Exercise directions >> All lines from the first one in the listing below to the one holding "PR #1658, opened 2015-10-20", inclusive, are to be copied exactly.

Extracted material >>
- - -

PR #1651, opened 2015-10-19
Small refactorings

NikolayIT:
- Replaced two calls to Count() calls (with O(n)) with faster calls to .Length and .Count (O(1))
- Few typos fixed
- Removed code redundancies


vweijsters:
:+1: Looks good to me

StyleCop.Analyzers/StyleCop.Analyzers/MaintainabilityRules/SA1407SA1408FixAllProvider.cs
```diff
@@ -38,7 +38,7 @@ internal sealed class SA1407SA1408FixAllProvider : DocumentBasedFixAllProvider
                 nodes.Add(node);
             }
 
-            return root.ReplaceNodes(nodes, (originalNode, rewrittenNode) => AddParentheses(originalNode, rewrittenNode));
+            return root.ReplaceNodes(nodes, AddParentheses);
```
pdelvo: These changes are actually hurting performance because this will allocate a delegate every time. The lambda expression is cached.

StyleCop.Analyzers/StyleCop.Analyzers.Test/Verifiers/DiagnosticVerifier.cs
```diff
@@ -284,7 +284,7 @@ private static string FormatDiagnostics(ImmutableArray<DiagnosticAnalyzer> analy
             {
                 var diagnosticsId = diagnostics[i].Id;
 
-                builder.AppendLine("// " + diagnostics[i].ToString());
+                builder.AppendLine("// " + diagnostics[i]);
```
sharwell: :bulb:

```
builder.Append("// ").AppendLine(diagnostics[i]);
```

StyleCop.Analyzers/StyleCop.Analyzers.Test/Verifiers/DiagnosticVerifier.cs
```diff
@@ -300,7 +300,7 @@ private static string FormatDiagnostics(ImmutableArray<DiagnosticAnalyzer> analy
                     {
                         Assert.True(
                             location.IsInSource,
-                            string.Format("Test base does not currently handle diagnostics in metadata locations. Diagnostic in metadata:\r\n", diagnostics[i]));
+                            string.Format("Test base does not currently handle diagnostics in metadata locations. Diagnostic in metadata:{0}\r\n", diagnostics[i]));
```
sharwell: :thought_balloon: It looks like the diagnostic was intended to be placed after the newline.

PR #1656, opened 2015-10-19
Refactor: cleanup SupportedDiagnostics declarations

vweijsters:
Cleaned up all `SupportedDiagnostics` declarations inline with earlier refactorings of code fix providers.


sharwell:
:+1:

PR #1658, opened 2015-10-20
SA1113 reporting failure (proof of concept)

sharwell:
I've been observing cases where SA1113 is reported in the editor (for IntelliSense purposes), but not being reported when compiling with MSBuild. This pull request is an attempt to reproduce this reporting failure in a reference environment (the AppVeyor build environment).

- - -

Reply >>
PR #1651, opened 2015-10-19
Small refactorings

NikolayIT:
- Replaced two calls to Count() calls (with O(n)) with faster calls to .Length and .Count (O(1))
- Few typos fixed
- Removed code redundancies


vweijsters:
:+1: Looks good to me

StyleCop.Analyzers/StyleCop.Analyzers/MaintainabilityRules/SA1407SA1408FixAllProvider.cs
```diff
@@ -38,7 +38,7 @@ internal sealed class SA1407SA1408FixAllProvider : DocumentBasedFixAllProvider
                 nodes.Add(node);
             }
 
-            return root.ReplaceNodes(nodes, (originalNode, rewrittenNode) => AddParentheses(originalNode, rewrittenNode));
+            return root.ReplaceNodes(nodes, AddParentheses);
```
pdelvo: These changes are actually hurting performance because this will allocate a delegate every time. The lambda expression is cached.

StyleCop.Analyzers/StyleCop.Analyzers.Test/Verifiers/DiagnosticVerifier.cs
```diff
@@ -284,7 +284,7 @@ private static string FormatDiagnostics(ImmutableArray<DiagnosticAnalyzer> analy
             {
                 var diagnosticsId = diagnostics[i].Id;
 
-                builder.AppendLine("// " + diagnostics[i].ToString());
+                builder.AppendLine("// " + diagnostics[i]);
```
sharwell: :bulb:

```
builder.Append("// ").AppendLine(diagnostics[i]);
```

StyleCop.Analyzers/StyleCop.Analyzers.Test/Verifiers/DiagnosticVerifier.cs
```diff
@@ -300,7 +300,7 @@ private static string FormatDiagnostics(ImmutableArray<DiagnosticAnalyzer> analy
                     {
                         Assert.True(
                             location.IsInSource,
-                            string.Format("Test base does not currently handle diagnostics in metadata locations. Diagnostic in metadata:\r\n", diagnostics[i]));
+                            string.Format("Test base does not currently handle diagnostics in metadata locations. Diagnostic in metadata:{0}\r\n", diagnostics[i]));
```
sharwell: :thought_balloon: It looks like the diagnostic was intended to be placed after the newline.

PR #1656, opened 2015-10-19
Refactor: cleanup SupportedDiagnostics declarations

vweijsters:
Cleaned up all `SupportedDiagnostics` declarations inline with earlier refactorings of code fix providers.


sharwell:
:+1:

PR #1658, opened 2015-10-20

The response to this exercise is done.